Agreeing ahead of time on coplanarity parameters and measurement techniques will ensure that process engineers and socket manufacturers are on the same page when reviewing results and analyzing defects. Coplanarity is the measurement of flatness. Typically a minimum of twenty readings are taken with precision electronic measuring equipment such as a SmartScope by Optical Gaging Products Inc. of Rochester, NY. After recording the twenty readings, the technician takes the lowest and the highest reading and the difference is the coplanarity. This method can apply to sockets, devices and PC boards.
Open solder joints are easily identified through electrical test. Recreating the scenario in a controlled environment is often not so easy. To effectively perform failure analysis, the entire PC board must be reviewed. The first step is to identify all the different components and their mass. Equating the impact of the thermal profile on the different components can uncover previously hidden problems. For example, as the reflow profile temperature increases, solder paste and flux experience thermal transfer first, reaching their melting point before the solder ball on the BGA socket. In this scenario, the flux will vaporize and the paste will reflow to the pad on the PC board. As the thermal transfer continues, the lead-free solder ball, often made of Sn/Ag/Cu, will reach its melting point, but without the flux present so there is no reflow with the paste to the PC board.
This phenomenon, called the ‘head in pillow’ effect, occurs when the second item to reflow (in this case, the solder ball) forms itself around the paste which has already reflowed. The absence of the flux does not allow proper solder joint formation (see Fig. 2).
The solution lies with timing of soak time and the thermal transfer so that all components reach melting temperature at or near the same time. Too long of a soak will diminish the effectiveness of the flux. In a phrase, process discovery leads to process control.
Other potential causes of reflow discontinuity are contamination, insufficient solder paste or incompatibility of the paste with the solder ball composition. These problems can be diminished by process disciplines such as storing components in vacuum-sealed packaging, or at minimum, in sealed containers, as well as process inspection to prevent clogged stencils. A review of the chemistry, profile, paste, component and PC board finishes with your solder paste supplier can also help prevent down-time and process-related defects. Solder paste manufacturers are a reliable resource for guidance on process recommendations and compatibility issues.
Experienced socket manufacturers will provide application assistance to help ensure a smooth transition to lead-free manufacturing. Communication is important throughout the design and manufacturing processes from socket selection, to setting up a new profile, processing and final inspection.
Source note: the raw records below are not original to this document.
PR #246816, opened 2026-02-02
[FIX] hr_expense,sale_expense: re-invoiced expense quantity

agr-odoo:
Currently, when re-invoicing an expense paid by company, the line added to the sale order will show a price unit equal to the whole expense amount.

Steps to reproduce:
- Create a new Expense Category with Re-Invoice Costs set to 'At cost'
- Create a new Expense, set the new category, and set Paid By to 'Company'
- Set Quantity to greater than 1, and Customer to Re-Invoice to any Sales Order
- Confirm and Submit Journal Entry on the Expense record

Issue:
- On the linked Sales Order you will see the total of the expense is used as the unit price

This occurs because we don't pass the quantity to the move line creation vals, which then default to 1. In turn, when the sale order line is added, the unit price will be based on the move line vals but the quantity will match the expense.

opw-5883290

### DIFF
--- a/addons/sale_expense/models/account_move_line.py
+++ b/addons/sale_expense/models/account_move_line.py
@@ -40,9 +40,12 @@ class AccountMoveLine(models.Model):
             res.update({
                 'name': self.name,
                 'expense_ids': [Command.set(self.expense_id.ids)],
-                'product_uom_qty': self.expense_id.quantity,
                 'analytic_distribution': self.analytic_distribution,
             })
+            if self.expense_id.product_id.expense_policy == 'sales_price' and self.expense_id.product_id.standard_price:
+                res.update({
+                    'product_uom_qty': self.expense_id.quantity,
+                })
         return res
 
     def _sale_create_reinvoice_sale_line(self):
--- a/addons/sale_expense/tests/test_reinvoice.py
+++ b/addons/sale_expense/tests/test_reinvoice.py
@@ -538,3 +538,26 @@ class TestReInvoice(TestExpenseCommon, TestSaleCommon):
                 'is_expense': True,
             },
         ])
+
+    def test_expenses_reinvoice_paid_by_company(self):
+        """ Test expense line paid by company is re-invoiced correctly """
+        expense = self.create_expenses({
+            'name': 'expense_1',
+            'date': '2016-01-01',
+            'product_id': self.company_data['service_order_cost_price'].id,
+            'quantity': 5,  # 235.28 * 5 = 1176.4
+            'employee_id': self.expense_employee.id,
+            'sale_order_id': self.expense_sale_order.id,
+            'payment_mode': 'company_account',
+        })
+
+        expense.action_submit()
+        expense._do_approve()
+        expense.action_post()
+
+        self.assertRecordValues(self.expense_sale_order.order_line, [
+            # Original SO line:
+            {'qty_delivered': 0.0, 'product_uom_qty': 3.0, 'price_unit': 235.0, 'price_total': 705.0, 'price_subtotal': 705.0, 'is_expense': False},
+            # Expense line:
+            {'qty_delivered': 1.0, 'product_uom_qty': 1.0, 'price_unit': 1045.7, 'price_total': 1176.4, 'price_subtotal': 1045.7, 'is_expense': True},
+        ])


addons/sale_expense/tests/test_reinvoice.py
```diff
@@ -538,3 +538,28 @@ def test_expense_reinvoice_tax_multine_line(self):
...
         ])
+
+    def test_expenses_reinvoice_paid_by_company(self):
+        """ Test expense line paid by company is re-invoiced correctly """
+        expense = self.create_expenses({
+            'name': 'expense_1',
+            'date': '2016-01-01',
+            'product_id': self.company_data['service_order_cost_price'].id,
+            'quantity': 5,
+            'price_unit': 50,
```
JulienAlardot: `price_unit` should never be declared directly and that isn't possible in the interface on purpose, remove it.

addons/sale_expense/tests/test_reinvoice.py
```diff
@@ -538,3 +538,28 @@ def test_expense_reinvoice_tax_multine_line(self):
...
+            'total_amount': 250,
+            'employee_id': self.expense_employee.id,
+            'sale_order_id': self.expense_sale_order.id,
+            'payment_mode': 'company_account',
+        })
+
+        expense.action_submit()
+        expense._do_approve()
+        self.post_expenses_with_wizard(expense)
```
JulienAlardot:
```suggestion
        expense.action_post()
```
Company expenses are not using the wizard

addons/sale_expense/tests/test_reinvoice.py
```diff
@@ -538,3 +538,28 @@ def test_expense_reinvoice_tax_multine_line(self):
...
+
+    def test_expenses_reinvoice_paid_by_company(self):
+        """ Test expense line paid by company is re-invoiced correctly """
+        expense = self.create_expenses({
+            'name': 'expense_1',
+            'date': '2016-01-01',
+            'product_id': self.company_data['service_order_cost_price'].id,
+            'quantity': 5,
+            'price_unit': 50,
+            'total_amount': 250,
```
JulienAlardot: `service_order_cost_price` has a `standard_price` so the expense is computed using that price * quantity
Please do not override the total_amount in that case

addons/sale_expense/tests/test_reinvoice.py
```diff
@@ -538,3 +538,28 @@ def test_expense_reinvoice_tax_multine_line(self):
...
+
+        expense.action_submit()
+        expense._do_approve()
+        self.post_expenses_with_wizard(expense)
+
+        self.assertRecordValues(self.expense_sale_order.order_line, [
+            # Original SO line:
+            {'qty_delivered': 0.0, 'product_uom_qty': 3.0, 'price_unit': 235.0, 'is_expense': False},
+            # Expense line:
+            {'qty_delivered': 5.0, 'product_uom_qty': 5.0, 'price_unit': 44.44, 'is_expense': True},
```
JulienAlardot: Should also test the total amounts with taxes included/excluded (and quantity should be 1)

JulienAlardot (changes requested):
Thanks for the fix, but IMO the fix goes the wrong way
on the payment entry we only want 1 as a quantity, period

The sale order quantity should be 1IMO
Else the taxes go tits up

addons/sale_expense/models/account_move_line.py
```diff
@@ -40,7 +40,6 @@ def _sale_prepare_sale_line_values(self, order, price):
             res.update({
                 'name': self.name,
                 'expense_ids': [Command.set(self.expense_id.ids)],
-                'product_uom_qty': self.expense_id.quantity,
```
JulienAlardot, line 43: conditional if product has cost and is in sale_price mode?

JulienAlardot (changes requested):

agr-odoo:
@JulienAlardot 
Sorry, I was not very clear in the last message.
I'm referring to the rounding I proposed to alter with the fixup commit here
Tests in /hr_expense and /sale_expense are passing but I don't know if there could be other side effects in margin analysis

addons/sale_expense/models/account_move_line.py
agr-odoo: Thanks for the note, I updated the PR
Here's the situation now
screenshot_040

agr-odoo: ping @JulienAlardot

agr-odoo: @JulienAlardot

agr-odoo:
@JulienAlardot 
Hello,
When you have the time please let me know if there is anything left to address here, so that we can move this forward. Thanks

JulienAlardot:
@robodoo r+ 
Sorry for the delay

agr-odoo:
@JulienAlardot 
I had to rebase
All :green_circle: now

JulienAlardot:
@robodoo r+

Partnering with an experienced interconnect supplier will help you avoid processing issues, ensuring a smooth transition to lead-free manufacturing.
When lead-free processing problems arise, the following information should be gathered and communicated to the socket manufacturer to enable a complete analysis:
– Type of defect
– Method of defect identification
– Photos, cross-sections, and/or x-ray images
– Location of defect on PC board assembly
– Soldering surface finish
– Pad size
– Solder paste type
– Stencil type, aperture style and thickness
– Hand or machined placed
– Measurements of coplanarity for the PC board
– Thermal profiles for the soldering cycle
– Data pack thermal measurements
– Product/component identification
Gary Eastman is the Application Engineering Manager at Advanced Interconnections Corp. in West Warwick, RI USA.